The whole listing is to be retyped exactly as it appears.

RAW DATA:
________

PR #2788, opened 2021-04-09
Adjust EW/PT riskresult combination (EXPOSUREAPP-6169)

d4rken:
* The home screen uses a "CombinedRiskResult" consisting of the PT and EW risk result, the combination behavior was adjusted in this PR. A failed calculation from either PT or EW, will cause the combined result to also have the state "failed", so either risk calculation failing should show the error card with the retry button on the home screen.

________

YOUR RESPONSE:
PR #2788, opened 2021-04-09
Adjust EW/PT riskresult combination (EXPOSUREAPP-6169)

d4rken:
* The home screen uses a "CombinedRiskResult" consisting of the PT and EW risk result, the combination behavior was adjusted in this PR. A failed calculation from either PT or EW, will cause the combined result to also have the state "failed", so either risk calculation failing should show the error card with the retry button on the home screen.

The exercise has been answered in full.